§ **Task details**: What appears from the first line of the data below through the line containing "Here is a PR", both included, should be copied exactly, and nothing else.

§ **Information shown**:
PR #2590, opened 2015-08-25
Adding support for recognizing F* files  ... no syntax highlighting yet

catalin-hritcu:
F* is an ML-like functional programming language aimed at program verification:
https://en.wikipedia.org/wiki/F*_(programming_language)
https://www.fstar-lang.org/

Here is a PR adding support for recognizing F* files based on their extension (`.fst` and `.fsti`). These extensions are not currently in `languages.yml`.

Here is a GitHub search result showing in-the-wild usage:
https://github.com/search?l=&q=module+extension%3Afst&ref=advsearch&type=Code&utf8=%E2%9C%93

This PR only provides support for recognizing F* files based on extension. We're also working on contributing F* syntax highlighting back to ace editor:
https://github.com/FStarLang/FStar/issues/333
https://www.fstar-lang.org/ace/mode-fstar.js
and we also have an Atom grammar we could contribute:
https://github.com/FStarLang/atom-fstar/blob/master/grammars/fstar.cson

### DIFF
--- a/lib/linguist/languages.yml
+++ b/lib/linguist/languages.yml
@@ -947,6 +947,18 @@ F#:
   tm_scope: source.fsharp
   ace_mode: text
 
+F*:
+  type: programming
+  color: "#b845fc"
+  search_term: fstar
+  aliases:
+  - fstar
+  extensions:
+  - .fst
+  - .fsti
+  tm_scope: none
+  ace_mode: text
+
 FLUX:
   type: programming
   color: "#88ccff"
--- a/lib/linguist/languages.yml
+++ b/lib/linguist/languages.yml
@@ -955,7 +955,6 @@ F*:
   - fstar
   extensions:
   - .fst
-  - .fsti
   tm_scope: none
   ace_mode: text
 
--- a/samples/F*/qsc.fst
+++ b/samples/F*/qsc.fst
@@ -1,0 +1,93 @@
+(*--build-config
+    options:--admit_fsi Set --z3timeout 20;
+    other-files:set.fsi heap.fst st.fst all.fst list.fst
+  --*)
+module QuickSort
+open List
+#set-options "--initial_ifuel 2 --initial_fuel 1 --max_ifuel 2 --max_fuel 1"
+
+(* Specification of sortedness according to some comparison function f *)
+val sorted: ('a -> 'a -> Tot bool) -> list 'a -> Tot bool
+let rec sorted f l = match l with
+    | [] -> true
+    | [x] -> true
+    | x::y::xs -> f x y && sorted f (y::xs)
+
+
+type total_order (a:Type) (f: (a -> a -> Tot bool)) =
+    (forall a. f a a)                                           (* reflexivity   *)
+    /\ (forall a1 a2. (f a1 a2 /\ f a2 a1)  ==> a1 == a2)       (* anti-symmetry *)
+    /\ (forall a1 a2 a3. f a1 a2 /\ f a2 a3 ==> f a1 a3)        (* transitivity  *)
+    /\ (forall a1 a2. f a1 a2 \/ f a2 a1)                       (* totality      *)
+
+
+val count : 'a -> list 'a -> Tot nat
+let rec count (x:'a) (l:list 'a) = match l with
+  | hd::tl -> (if hd=x then 1 else 0) + count x tl
+  | [] -> 0
+
+
+val mem_count : x:'a -> l:list 'a ->
+      Lemma (requires True) (ensures (mem x l == (count x l > 0)))
+      [SMTPat (mem x l)] (decreases l)
+let rec mem_count x l = match l with
+  | [] -> ()
+  | _::tl -> mem_count x tl
+
+
+val append_count: l:list 'a -> m:list 'a -> x:'a
+               -> Lemma (requires True)
+                        (ensures (count x (append l m) = (count x l + count x m)))
+                        [SMTPat (count x (append l m))]
+let rec append_count l m x = match l with
+  | [] -> ()
+  | hd::tl -> append_count tl m x
+
+
+val partition: ('a -> Tot bool) -> list 'a -> Tot (list 'a * list 'a)
+let rec partition p = function
+  | [] -> [], []
+  | hd::tl ->
+     let l1, l2 = partition p tl in
+     if p hd
+     then hd::l1, l2
+     else l1, hd::l2
+
+opaque logic type trigger (#a:Type) (x:a) = True
+val partition_lemma: f:('a -> Tot bool) -> l:list 'a -> Lemma (requires True)
+      (ensures (forall hi lo. (hi, lo) = partition f l
+                ==>  (length l = length hi + length lo
+                 /\ (forall x.{:pattern (trigger x)}
+                              trigger x ==>
+                               (mem x hi ==> f x)
+                           /\  (mem x lo ==> not (f x))
+                           /\  (count x l = count x hi + count x lo)))))
+      [SMTPat (partition f l)]
+let rec partition_lemma f l = match l with
+    | [] -> ()
+    | hd::tl -> cut (trigger hd); partition_lemma f tl
+
+
+val sorted_app_lemma: #a:Type
+                      -> f:(a -> a -> Tot bool){total_order a f}
+                      -> l1:list a{sorted f l1}
+                      -> l2:list a{sorted f l2}
+                      -> pivot:a
+                      -> Lemma (requires ((forall y.{:pattern (trigger y)} trigger y ==>
+                                                        ((mem y l1 ==> not (f pivot y))
+                                                      /\ (mem y l2 ==> f pivot y)))))
+                               (ensures (sorted f (append l1 (pivot::l2))))
+                               [SMTPat (sorted f (append l1 (pivot::l2)))]
+let rec sorted_app_lemma f l1 l2 pivot = match l1 with
+    | [] -> if is_Cons l2 then cut (trigger (Cons.hd l2)) else ()
+    | hd::tl -> cut (trigger hd); sorted_app_lemma f tl l2 pivot
+
+val sort: f:('a -> 'a -> Tot bool){total_order 'a f}
+       -> l:list 'a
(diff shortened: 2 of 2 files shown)


larsbrinkhoff:
Thank you for your contribution.

Did you check the [contribution guidelines](https://github.com/github/linguist/blob/master/CONTRIBUTING.md)?  Supposedly, a new language should appear in "hundreds of repositories".

Also, 99% of all `.fst` files appear to be in [FASTA](https://en.wikipedia.org/wiki/FASTA_format).  That would make it harder to do a search and find actual F* results.

catalin-hritcu:
@larsbrinkhoff  I guess the only thing we could do about FASTA is change our extension, right? It doesn't matter that FASTA is not a programming language and can be easily distinguished syntactically from F\*, does it?

We could consider changing our extension, but it would still not solve the "hundreds of repositories" problem. It's hard for a new research language with a focus on verification to achieve this goal in a reasonable amount of time, still if I look at your list I see a couple such languages there, like Alloy, Idris and Lean.

Anyway, if getting on this list is not an option for F\*, is there anything we can do to get language recognition and syntax highlighting to work well for the F\* github repository (https://github.com/FStarLang/FStar)? We tried setting `linguist-language=FStar` in `.gitattributes` for `fst` and `fsti` files, but that only works if we're in FStar was on this global list, right?

larsbrinkhoff:
I should explain that I'm just a contributor, not part of GitHub staff, so I don't decide what goes into Linguist or not.

Many languages do share file extensions, so that problem is solvable.  However, you're right that research languages usually are not accepted, until they see more widespread use.

larsbrinkhoff:
I downloaded 962 `.fst` sample file somewhat randomly, and this is the breakdown into various languages and formats:

Language | Files | Comment
--- | --- | ---
F* | 564 | Verification
FASTA | 230 | Bioinformatics
FAST | 66 | Verification
Binary | 43
Unknown | 43
OpenFST | 16 | Speech recognision

lib/linguist/languages.yml
```diff
@@ -947,6 +947,18 @@ F#:
...
 
+F*:
+  type: programming
+  color: "#b845fc"
+  search_term: fstar
+  aliases:
+  - fstar
+  extensions:
+  - .fst
+  - .fsti
```
pchaigno: I think you should remove that extension. There are [only 6 `.fsti` files](https://github.com/search?utf8=%E2%9C%93&q=NOT+djchfdjbhdjfbfnv+extension%3Afsti&type=Code&ref=searchresults) ;)

catalin-hritcu:
@pchaigno  I've removed .fsti from my PR until it gets more popular. Interface files are a relatively new feature of F* and adoption started only recently ... there are 18 files now :)

catalin-hritcu:
Any news about this PR?

catalin-hritcu:
This seems to be taking really long. Would it be a reasonable compromise to remove even the `fst` extension from my patch, so that we can at least get language recognition and syntax highlighting to work well for the F* repo (using `.gitattributes`)? Could this work technically?

larsbrinkhoff:
I tried your search `module+extension:fst` and found 12 repositories.  The guideline says "hundreds of repositories".  So my guess would be that F* is not yet popular enough to add to Linguist.

catalin-hritcu:
Requiring a language to be used in hundreds of repos just to be able to allow a single project to get syntax highlighting working for its own files seems completely broken. How about freeing up syntax highlighting on github from this tyranny?

larsbrinkhoff:
Repository-local language highlighting has been suggested: #2627.

arfon:
> So my guess would be that F* is not yet popular enough to add to Linguist.

Yeah I'm afraid this isn't enough to justify an addition to Linguist yet. 

@catalin-hritcu - I'm sorry that this is a frustrating situation for you. As @larsbrinkhoff pointed out, custom repository-level highlighting is something that's been requested already (and would be a very nice feature to have). 

For now though, `F*` does not meet our contributor guidelines for GitHub usage. I'd suggest we revisit this in a few months when we can evaluate the adoption levels then.

beurdouche:
@arfon @pchaigno @larsbrinkhoff Annual revisit ? ;) 
F* is much more used in the industry now and probably more on Github too (for a verification language). Doubled the number of followers (more than Coq now...). Doubled the number of commits. More publications... WDYT ? Thanks for your time ;)

catalin-hritcu:
@beurdouche That's not what they count officially though.
> we prefer that extensions be in use in hundreds of repositories before supporting them in Linguist.
So how many repositories do we have now? :)

@larsbrinkhoff  How did you get the 12 number last time? I'm quite sure it's a lot more than that now.

larsbrinkhoff:
I don't recall exactly, but I probably used a script which downloaded all files found by searching for `modules extension:fst`.  Unfortunately, that script doesn't work any more due to changes at GitHub.  @Alhadis, did you fix your search script yet?

Alhadis:
If by "fix" you mean bring it to a point where it can run semi-automatically, yeah.

**Usage:**
- [Copy+paste this into developer console](https://github.com/Alhadis/Harvester/blob/js/harvester.js)
- Run `harvest("extension:fst", "modules").then(_=> new Notification("Done"))`
- When done, run `copy(silo.reap("extension:fst"));` to copy to the system clipboard

That'll give you a sorted list of unique URLs to run through `wget` or whatever.

larsbrinkhoff:
I'm not sure if I used it right (how do I know it's done?), but I think I found five repositories:

https://github.com/FStarLang/FStar/
https://github.com/YaccConstructor/YC_FStar/
https://github.com/fstar-spbu-edu/fstar-edu/
https://github.com/mitls/hacl-star/
https://github.com/mitls/mitls-fstar/

Alhadis:
It'll display a desktop notification when it's finished. If you leave the dev console open, you can sorta monitor the harvest's progress. Assuming you have `Log XMLHttpRequests` enabled (and that you're running this from a GitHub-hosted URL).

Alhadis:
I should also point out that it's slow on purpose, because GitHub will block access if it detects a perceived abuse attempt.

Which is ironic, because it's stopping us from doing the exact opposite.

catalin-hritcu:
@Alhadis  Finally got to trying this out and it works quite well. Thanks a lot!

One change I needed to do is replace a `modules` to `module` in the harvest command that should look like this:
```
harvest("extension:fst", "module").then(_=> new Notification("Done"))
```

Finally, I pasted the results in a file
https://gist.github.com/catalin-hritcu/aae41bb3e34acb7b34c388c635a8c5d5
and run this command:
```
cut -f1-5 -d / repos.txt | sed -e 's/raw.githubusercontent.com/github.com/g' | sort | uniq
```
to obtain the following list of 53 repos:
https://gist.github.com/catalin-hritcu/52c8aac5c8c946fec76f19760ed59aa0

That's a 4x improvement to the 12 repos @larsbrinkhoff reported last year, but it's still not yet "hundreds of repositories".

We have 45 F* contributors though (https://github.com/FStarLang/FStar/graphs/contributors) so we could also get there by asking everyone to fork our repo part of their development process. Would that count? :)

Alhadis:
> We have 45 F* contributors though (https://github.com/FStarLang/FStar/graphs/contributors) so we could also get there by asking everyone to fork our repo part of their development process. Would that count? :)

I don't think forks are considered, but I could be wrong. @pchaigno, would you know?

> Finally, I pasted the results in a file
https://gist.github.com/catalin-hritcu/aae41bb3e34acb7b34c388c635a8c5d5
and run this command:

You'll get sick of doing that, trust me. =) [Keep this handy](https://github.com/Alhadis/Harvester/blob/js/summary.pl) if you find yourself running the harvester often.

(I regret not streamlining the process further, BTW... ideally, the script should just dump the URLs to a text file somewhere on the user's system, but that's not so easy when running in a browser context...)

catalin-hritcu:
@Alhadis  We might be nearing 100s of repos using F*, just that your scripts don't seem ready do acknowledge it :)

The outputs I get this time are these:
https://gist.github.com/catalin-hritcu/67003b4d7d17e1fbc557b7d20a1e0572
https://gist.github.com/catalin-hritcu/7d393ec9dab2b3da71d7f193a4c772fb
Implying that we now have only 39 unique repos, which is **significantly lower** than last time I tried (53). This is simply not right. Looked at the diff between the two, and the repos that are now "gone" from the output are definitely still there.

screenshot from 2017-07-21 10-06-19

What's happening here? Could it be because of the capping of the number of search results or is it something else?

catalin-hritcu:
Tried to run this once more and I see differences from the previous run
screenshot from 2017-07-22 09-23-02
This seems to imply that the script is a bit flaky, but still doesn't explain the much bigger difference I'm seeing compared to November.

Alhadis:
@catalin-hritcu The script only collates **public** search results. So if people have private F* repositories, it won't be able to accommodate them in the usage statistics.

Granted, the script isn't perfect, but it should by no means be an accurate, black-and-white gauge of a language's popularity in-the-wild. It was authored with intent of helping Linguist contributors add new languages and determine whether there's a risk of misclassifications/conflict.

catalin-hritcu:
@Alhadis  After a bit more thinking, I'm starting to see that your script does the best job that can be done given the data that GitHub exposes in its search results. The problem with getting a complete list of GitHub projects using our language this way seems to be that GitHub caps the number of search results it exposes to 1000. In the case of F\* there are however 3497 hits currently, and even if your script tries the 3 different orders "Best match", "Recently indexed", and "Least recently indexed", it still only manages to gather ~2380 hits, i.e. 68%. I'm not sure what kind of trickery one can play to get a more complete list.

> The script only collates public search results. So if people have private F* repositories, it won't be able to accommodate them in the usage statistics.

Don't think this has to do with private repos, and I have already checked that the now missing sites are indeed public and do contain `fst` files.

Alhadis:
Accidentally copy+pasting uncompressed JavaScript code into your terminal:

yeah.nah();

Not a fan.

@pchaigno You think that's how Stephane Chazelas managed to write [this beauty](https://github.com/stephane-chazelas/misc-scripts/blob/master/which_interpreter)? =) Also, the last time I said I was gonna redevelop this as a command-line solution, this was actually the real impetus for doing so - I kept forgetting the damn code was on my clipboard and found myself swimming up a waterfall of shell errors... for the the third time.

PR #2591, opened 2015-08-26
Vendored definitions for Xcode-related files

jtbandes:
A couple Xcode project–related things that shouldn't count towards language stats.


arfon:
Thanks @jtbandes. This will be live later this week when we cut a new Linguist gem.

PR #2592, opened 2015-08-26
Fix typo in Obj-C heuristic keyword

jtbandes:
`synchronised` → `synchronized`


arfon:
:+1: thanks @jtbandes

PR #2589, opened 2015-08-24
Add the X10 language.

mandel:
Add support for the [X10 language](https://en.wikipedia.org/wiki/X10_%28programming_language%29).

According to [this search](https://github.com/search?o=asc&p=1&q=class+extension%3Ax10&ref=searchresults&s=indexed&type=Code&utf8=%E2%9C%93) there are a little bit less than 12,000 code results.

PR #2594, opened 2015-08-26
Add some additional help text to license test

benbalter:
This pull request adds some additional help text to the license list, to make scenarios like the one in https://github.com/github/linguist/pull/2589 a bit friendlier for contributors.

It instructs users to add a LICENSE file, if none exists, and to add *the text* of the license to the license file, if we can't detect the license from the license file.


arfon:
:+1: looks good to me @benbalter

PR #2601, opened 2015-08-29
An example comparison for docs

james69miller:


james69miller:
Activate my account at less for 1 mouth

PR #2603, opened 2015-08-29
Add support for the venerable M4 language

matejak:
m4 is a general-purpose macro processor designed by Brian Kernighan and Dennis Ritchie. GNU M4 (the interpreter) also has built-in functions for including files, running shell commands, doing arithmetic, etc. 

Since the `autoconf` project uses `m4`, the language is very often used to fine-tune the build process of some `C/C++` projects. However, `m4` can be used on its own.

On the technical side, I think that it is a big luck that the `.m4` extension is unoccupied. The language has a very free-form syntax and it is often used as code generator, so identifying `m4` code using statistical methods seems impossible to me.

A huge number of projects make use of `m4`: 
* https://github.com/search?p=1&q=extension:m4+NOT+nothack&ref=searchresults
* https://github.com/search?utf8=✓&q=filename:configure.ac+NOT+nothack&ref=searchresults


pchaigno:
Are [these](https://github.com/search?o=desc&p=1&q=extension%3Am4+dnl&ref=searchresults&s=indexed&type=Code&utf8=%E2%9C%93) m4 files too?

Do you know a grammar (Sublime Text package or Atom/TextMate bundle) we could use to highlight this language?

samples/M4/configure.ac
```diff
@@ -0,0 +1,143 @@
+#                                               -*- Autoconf -*-
```
pchaigno: This file should be in `samples/M4/filenames/` ;)

larsbrinkhoff: Also, because of the Emacs modeline, maybe one of:

- Add an `autoconf` alias to M4.
- Add a separate Autoconf language with `group: M4`.

matejak:
@pchaigno : Yes, those are m4 files. More precisely, they are m4sugar files.

I have introduced a new language - m4sugar. m4sugar is used in autoconf (such as configure.ac files and support m4 files such as those pointed out by pchaigno). However, m4sugar syntaxi is valid m4 syntax, although it looks quite different.
I am not knowledgeable of grammar files, so I propose to leave them for later if it is possible. I think that the practical approach would be to have separate grammar files for m4 and m4sugar (autoconf).

larsbrinkhoff:
It seems `configure.ac` is ignored by Linguist.  So while useful as a sample file, it will have no effect in `filenames:`.

Or so I believe.  It would be good to check this.

matejak:
Wow, good point. `configure.ac` is, however, hand-creafted `m4sugar` and should be seen as part of the project codebase. So I have removed it from the list, however some .m4 files ended up there.

arfon:
Closing in favour of https://github.com/github/linguist/pull/2868

PR #2610, opened 2015-09-01
Add color for the PL/SQL language.

ismail-arilik:
I have added color to the PL/SQL language: #dad8d8. I take this color from a window background which evokes the interface of the language. Also I searched for this color code in this file but I couldn't find any match.


arfon:
:+1: thanks @ismail-arilik. This will be live later this week when we cut a new version of Linguist.

PR #2616, opened 2015-09-02
Ignore spec fixtures

scttnlsn:


scttnlsn:
Example of a repository that has the language mislabelled because of this: https://github.com/scttnlsn/dandelion

arfon:
:+1: makes sense. This will be live with the next release of Linguist (likely another week or so away)

scttnlsn:
Great.  Thanks!

PR #2620, opened 2015-09-03
Treat Go dependency tree as generated and vendored code

kr:
This PR is like #1549, but as of Go 1.5, the go tool has a vendoring mechanism, and it uses `vendor` as the directory name.

For more details on the Go 1.5 vendor functionality, see
https://groups.google.com/d/msg/golang-dev/74zjMON9glU/4lWCRDCRZg0J
and the description of the change introducing the feature,
https://go.googlesource.com/go/+/183cc0cd41

### DIFF
--- a/lib/linguist/generated.rb
+++ b/lib/linguist/generated.rb
@@ -56,6 +56,7 @@ module Linguist
       generated_net_specflow_feature_file? ||
       composer_lock? ||
       node_modules? ||
+      go_vendor? ||
       godeps? ||
       generated_by_zephir? ||
       minified_files? ||
@@ -278,6 +279,14 @@ module Linguist
     # Returns true or false.
     def node_modules?
       !!name.match(/node_modules\//)
+    end
+
+    # Internal: Is the blob part of the Go vendor/ tree,
+    # not meant for humans in pull requests.
+    #
+    # Returns true or false.
+    def go_vendor?
+      !!name.match(/vendor\//)
     end
 
     # Internal: Is the blob part of Godeps/,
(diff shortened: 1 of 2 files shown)


pchaigno:
The `vendor` directory is [already marked as vendored](https://github.com/github/linguist/blob/master/lib/linguist/vendor.yml#L71). Why do you want to mark it as generated too?

kr:
> The vendor directory is already marked as vendored.

Ah, excellent. I'll revise this PR.

> Why do you want to mark it as generated too?

For the same reason that `node_modules` and `Godeps` directories are marked as generated.

arfon:
Hi @kr - thanks for submitting this. Unfortunately I don't think we can merge this as it's going to mark all `vendor` paths as generated for all users of GitHub (not just people vendorizing Go dependencies).

In the future we plan to support [overrides](https://github.com/github/linguist#using-gitattributes) for custom behaviour like this (i.e. doing something like `vendor/* linguist-generated=true`) but for now I think we should keep things as they are.

parkr:
> In the future we plan to support overrides for custom behaviour like this (i.e. doing something like vendor/* linguist-generated=true) but for now I think we should keep things as they are.

Hey @arfon, with the [go 1.6 release making vendoring in `vendor/` the default](https://golang.org/doc/go1.6#go_command), I believe we should rethink this. Any `.go` files in `vendor/` in 1.6 and later will be treated as vendored dependencies.

bkeepers:
:+1: I agree.

Could it be as easy as changing the regex to `/\Avendor\/.*\.go\z/`?

PR #2622, opened 2015-09-04
Language bar clarification in README.md

miksen:
Clarified what the percentages in the Language bar are based on.


arfon:
:+1: thanks @miksen

PR #2624, opened 2015-09-05
New JSX language under JavaScript group

pchaigno:
A specific grammar is needed to highlight `.jsx` files.
Thus, these files are now grouped under a distinct language but still in the JavaScript group.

§ **Task output**:
PR #2590, opened 2015-08-25
Adding support for recognizing F* files  ... no syntax highlighting yet

catalin-hritcu:
F* is an ML-like functional programming language aimed at program verification:
https://en.wikipedia.org/wiki/F*_(programming_language)
https://www.fstar-lang.org/

Here is a PR adding support for recognizing F* files based on their extension (`.fst` and `.fsti`). These extensions are not currently in `languages.yml`.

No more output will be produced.